The cyber attack last month against a U.S.-based public utility came wrapped in a Microsoft PowerPoint document featuring holiday illustrations and heartwarming reflections. This PowerPoint file, which resembled an innocuous version that was being forwarded around the Web by many sentimental e-mail users, had been modified to include a Trojan horse program designed to open a secret backdoor into the utility's internal computer network.

The company called in to investigate the attack, Verisign's iDefense Labs in Sterling, Va., also found two separate Microsoft Word files on computers inside the company's network that had also been tainted with malicious software code designed to give attackers control over the machines.
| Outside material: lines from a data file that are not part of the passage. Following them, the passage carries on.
PR #526, opened 2026-04-09
fix(restart.sh): safe deploy with correct backup order and atomic install

leighstillard:
## Summary

Introduces a `restart.sh` deploy script for cc-connect that owns the build/backup/install/restart flow end-to-end, replacing the ad-hoc \"copy a new binary into place and hope\" pattern. Motivated by an incident where a bad manual build left both the live binary and the rollback backup corrupted at the same time.

## What it does

- **Script owns the build.** `go build -o \$STAGED ./cmd/cc-connect` runs in the foreground so compile errors surface to the caller immediately; `\$BINARY` is never touched if the build fails.
- **Post-build verification** via `file` + exec-bit check, to catch the failure mode where `go build` without a package arg produces an ar-archive instead of an ELF executable.
- **Backup captures the OLD binary**, not the new one — the previous script shape backed up after the new binary was in place, which defeated the rollback entirely.
- **Install uses `install -m 0755`**, not `cp`. `cp` over an existing file silently preserves the destination's mode, which can strip the execute bit if the file was ever touched to 0664.
- **`systemctl --user reset-failed`** before every `start`, so a parked `StartLimitBurst` state can't block recovery.
- **`systemd-run --collect`** on both the simple restart and the deploy, so transient units auto-clean after exit and don't block the next invocation.
- **Rollback path** copies the backup over the staged binary on health-check failure, then re-runs the health check.
- **Ownership contract** documented in the header: \$BINARY and \$BACKUP must be writable by the invoking user; the script cannot fix chown issues itself.

`.gitignore` additions for the deploy artifacts (`cc-connect.new`, `cc-connect.known-good`, `web/dist/*`) so they stay out of git.

## Test plan

- [x] `./restart.sh` (simple bounce) exercises the systemd-run detachment and the `--collect` flag; service comes back up without manual `reset-failed`
- [x] `./restart.sh --deploy` builds, backs up, installs atomically, and restarts the service; verified against the run_as_user + Slack delivery work on a separate branch
- [x] Failure injection: a deliberately broken build is caught by the pre-install `file` verification and does not touch \$BINARY
- [x] Rollback path: manually corrupted the new binary; rollback restored the known-good and the service came back up


chenhg5 (changes requested):
This PR has merge conflicts that need to be resolved before merging. Please rebase onto the latest main branch and push the updates.

**PR**: https://github.com/chenhg5/cc-connect/pull/526

chenhg5 (approved):
LGTM. Confirmed MERGEABLE — conflicts resolved. The restart.sh script is well-documented with clear rationale for each design choice. CI all green.

**PR**: https://github.com/chenhg5/cc-connect/pull/526

leighstillard:
Merged locally into feature/thread-affinity-router — restart.sh now included in #533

None of the files were detected as malicious by the anti-virus software used by the company.

Ken Dunham, director of iDefense's rapid response team, said similarities in the computer code of all three malicious programs strongly suggested the handiwork of a Chinese hacking group known to write computer viruses for hire. And in each case, the attackers designed their hidden viruses to take advantage of security holes recently discovered in the Microsoft Office programs.
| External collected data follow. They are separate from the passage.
PR #527, opened 2026-04-09
fix(slack): delivery correctness — threading, MCP blocklist, context injection

leighstillard:
## Summary

Four interlocking fixes to how cc-connect delivers messages on the Slack platform. Individually they look like small edges; together they close the failure mode where a cc-connect session would (a) post as the human user's claude.ai account instead of the bot, (b) drop intermediate events into the main channel instead of a thread, and (c) have the in-progress PlatformContext feature blocked behind a broken CI.

## Commits

1. **`feat(slack): inject channel/thread context block into agent prompt`**
   Adds a structured \`## Slack Message Context\` block (channel_id, channel_name, user_id, user_name, message_ts, thread_ts) to \`core.Message.PlatformContext\`. Threaded through \`buildSenderPrompt\` and populated by the Slack platform at all three message sites (real messages, app_mentions, slash commands). Lets the agent address the right channel/thread when making Slack-side decisions.

2. **`fix(test): update buildSenderPrompt call sites for PlatformContext param`**
   Unblocks CI: the PlatformContext commit added a fifth parameter to \`buildSenderPrompt\` and updated every production call site, but missed the four test call sites in \`core/engine_test.go\`. Pass an empty \`platformContext\` in each test — the existing assertions about the sender header remain valid because the new prefix path is a no-op when platformContext is empty.

3. **`feat(slack): thread Send replies off the triggering message ts`**
   \`Platform.Send\` previously posted un-threaded messages while \`Reply\` already threaded correctly via \`slack.MsgOptionTS\`. The asymmetry was invisible on most platforms but exposed on Slack because the core message path (\`core/engine.go\`, \`core/streaming.go\`, \`core/progress_compact.go\`, \`core/relay.go\`) overwhelmingly calls \`Send\` rather than \`Reply\` for progress and tool-use events. The result: the final agent reply would thread, but every intermediate progress update, tool-call announcement, and streamed partial would land un-threaded in the main channel. Lift the threading logic from \`Reply\` into \`Send\`: when \`rc.timestamp\` is present, append \`slack.MsgOptionTS\` before \`PostMessageContext\`.

4. **`feat(claudecode): disable claude.ai cloud-managed MCP connectors by default`**
   The claude.ai Slack, Gmail, and Google Calendar MCP connectors are cloud-managed and tied to the authenticated claude.ai account's OAuth token. When the agent calls one of their tools, the API call happens AS the account owner — so Slack messages post with \"Sent using @Claude\" attributed to the human account, not the cc-connect bot, and cc-connect's own delivery path (thread_ts, progress streaming, tool suppression) is bypassed entirely. Disallow them unconditionally in the claudecode agent's spawn args via \`--disallowedTools\`. Per-project config still applies and can extend this baseline but cannot override it.

## Test plan

- [x] \`go build ./...\`
- [x] \`go test ./core/... ./platform/slack/... ./agent/claudecode/...\` (all pass after the test fix)
- [x] Manual: Slack session sending a new message — reply lands in-thread, MCP tool calls are unavailable, \`cc-connect\` log shows \`--disallowedTools mcp__claude_ai_Slack,mcp__claude_ai_Gmail,mcp__claude_ai_Google_Calendar\` in the spawn args

## Notes

Each commit is independently revertible. The order matters: the test fix must land no later than the PlatformContext commit to keep CI green on any intermediate state.


chenhg5 (approved):
LGTM. Four distinct correctness fixes — the MCP blocklist (Slack/Gmail/Calendar) is the most security-sensitive, and the threading fix via MsgOptionTS addresses a real delivery bug. buildSenderPrompt signature change is backwards-compatible (new param is added, all call sites updated). All CI pass.

**PR**: https://github.com/chenhg5/cc-connect/pull/527

chenhg5:

leighstillard:
Merge conflicts cleared @chenhg5

PR #528, opened 2026-04-09
feat(slack): compact in-place progress writer via chat.update

leighstillard:
## Summary

Opts the Slack platform into cc-connect's existing compact progress writer (\`core/progress_compact.go\`), so intermediate events (thinking, tool_use, tool_result) are coalesced into a single message that is updated in place via Slack's \`chat.update\` API, rather than spamming a fresh Slack message per event.

## Why

The default for a Slack platform that doesn't implement \`ProgressStyleProvider\` is \`"legacy"\`, which means the core writer is a no-op and every intermediate event is delivered as its own message. A normal turn with 3 tool calls becomes 6+ Slack messages in the thread, most of which the user scrolls past to get to the actual answer.

With compact style:

- **One progress bubble per turn**, edited in place as thinking/tool events stream.
- **Slack's native long-text clipping kicks in** on both mobile (~1500 chars) and desktop (~4000 chars), rendering an inline \"Show more\" / \"Show less\" link automatically for any turn with enough content to be worth collapsing. The \"collapsible card\" UX that normally requires interactive block_actions + a handler comes for free from Slack's built-in text clipping.
- **The final agent reply is still a separate threaded message** underneath the progress bubble, so the thread ends up with exactly two messages per turn: \`[progress]\` + \`[answer]\`.

## Implementation

Three optional interfaces from \`core/interfaces.go\`:

- **\`ProgressStyleProvider.ProgressStyle()\`** returns \`\"compact\"\` so the core writer enables.
- **\`PreviewStarter.SendPreviewStart(ctx, rctx, content) (any, error)\`** posts the initial progress message via \`chat.postMessage\`, threaded off the user's triggering message when available, and returns a \`slackPreviewHandle\` carrying the new message's channel+ts for subsequent updates. The default fallback path stores the original \`replyContext\` as the handle, which would not carry the progress message's own ts — so PreviewStarter is required for Slack, not optional.
- **\`MessageUpdater.UpdateMessage(ctx, handle, content) error\`** edits the progress message in place via \`chat.update\`, using the channel + ts stored on the handle. Errors bubble up and the core writer falls back to legacy per-event sends for the rest of the turn — the user keeps visibility, just noisier.

Modelled on the Telegram implementation at \`platform/telegram/telegram.go\`.

## Notes

- \`chat.update\` has an approximate rate limit of ~1 call per second per message. Fast-streaming turns could hit this; on rate-limit the core writer marks itself failed and falls back to legacy for the remainder of the turn. Acceptable for first cut; revisit with a debounce/coalesce if it shows up in normal use.
- This is orthogonal to the auto-thread-on-Send fix shipping separately as #527 — that one makes *final replies* thread; this one changes how *intermediate progress* renders. Both complement each other but neither depends on the other.

## Test plan

- [x] \`go build ./...\`
- [x] \`go test ./platform/slack/... ./core/...\` (no regressions)
- [x] Manual on a live Slack workspace: turn with 3+ tool calls should produce one progress message that updates in place + one final reply, both threaded under the user's original message

### DIFF
--- a/platform/slack/slack.go
+++ b/platform/slack/slack.go
@@ -442,6 +442,118 @@ func (p *Platform) SendFile(ctx context.Context, rctx any, file core.FileAttachm
 
 var _ core.FileSender = (*Platform)(nil)
 
+// ──────────────────────────────────────────────────────────────────────────────
+// Progress writer (compact style)
+//
+// cc-connect's core compact progress writer coalesces intermediate events
+// (thinking, tool_use, tool_result) into a SINGLE message that is updated in
+// place via chat.update, rather than posting a fresh Slack message per event
+// (the "legacy" behaviour). For Slack we want the compact style because:
+//
+//   - One progress message per turn instead of N. Main channel stays quiet.
+//   - Slack's native long-text clipping kicks in on both mobile (~1500 chars)
+//     and desktop (~4000 chars), rendering an inline "Show more" / "Show less"
+//     link without any interactive-component wiring on our side. This gives
+//     the "collapsible card" user experience for free.
+//   - The final agent reply is posted as a separate threaded message
+//     underneath the progress bubble, so the thread ends up with exactly
+//     two messages: [progress] + [answer].
+//
+// To opt in we implement three optional interfaces from core/interfaces.go:
+//
+//   - ProgressStyleProvider — returns "compact" so the core writer enables.
+//   - PreviewStarter        — posts the initial progress message and returns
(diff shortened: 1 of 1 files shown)


chenhg5 (approved):
LGTM. Compact in-place progress writer is a solid UX improvement for Slack — one progress bubble per turn instead of N messages flooding the channel. Interface design is clean and the fallback behavior on API errors is correct.

**PR**: https://github.com/chenhg5/cc-connect/pull/528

The attack investigated by iDefense is just one example of one of the biggest problems facing Microsoft: The seemingly endless string of vulnerabilities discovered last year in the software giant's Office software, the productivity suite that includes the widely used Excel, Outlook, PowerPoint and Word programs. Microsoft patched a total of 41 critical vulnerabilities in its various Office products last year, accounting for more than one third of the 104 "critical" flaws the company patched in all of 2006. Microsoft assigns a patch its most dire "critical" rating if the update fixes a vulnerability that bad guys could exploit with little to no action on the part of user, aside from maybe visiting a malicious Web site or viewing a specially crafted e-mail.

To put last year's 41 critical Office patches into perspective, consider that Microsoft shipped a total of 37 critical updates for all of its software products in 2005. None of the patch or vulnerability numbers cited in this story takes into account three still-unpatched vulnerabilities present in Microsoft Word, two of which Microsoft has acknowledged that criminals are actively exploiting.

In at least four cases in 2006, Microsoft rushed to issue patches to fix Office flaws that it first learned about after bad guys already were exploiting them for financial or personal gain.

For its part, nearly each time last year that Microsoft acknowledged attacks on unpatched flaws in its software, the company assured customers that the attacks were "very limited" and "very targeted" in scope. Indeed, at least when it comes to attacks this past year that leveraged unpatched Microsoft Office flaws, the anecdotes from victims have been few and far between, suggesting that the company's assurances are correct. It may also be the case that the victims of such attacks are government agencies or businesses that simply do not want to risk the potential for negative publicity should news of a network security breach attack reach the press.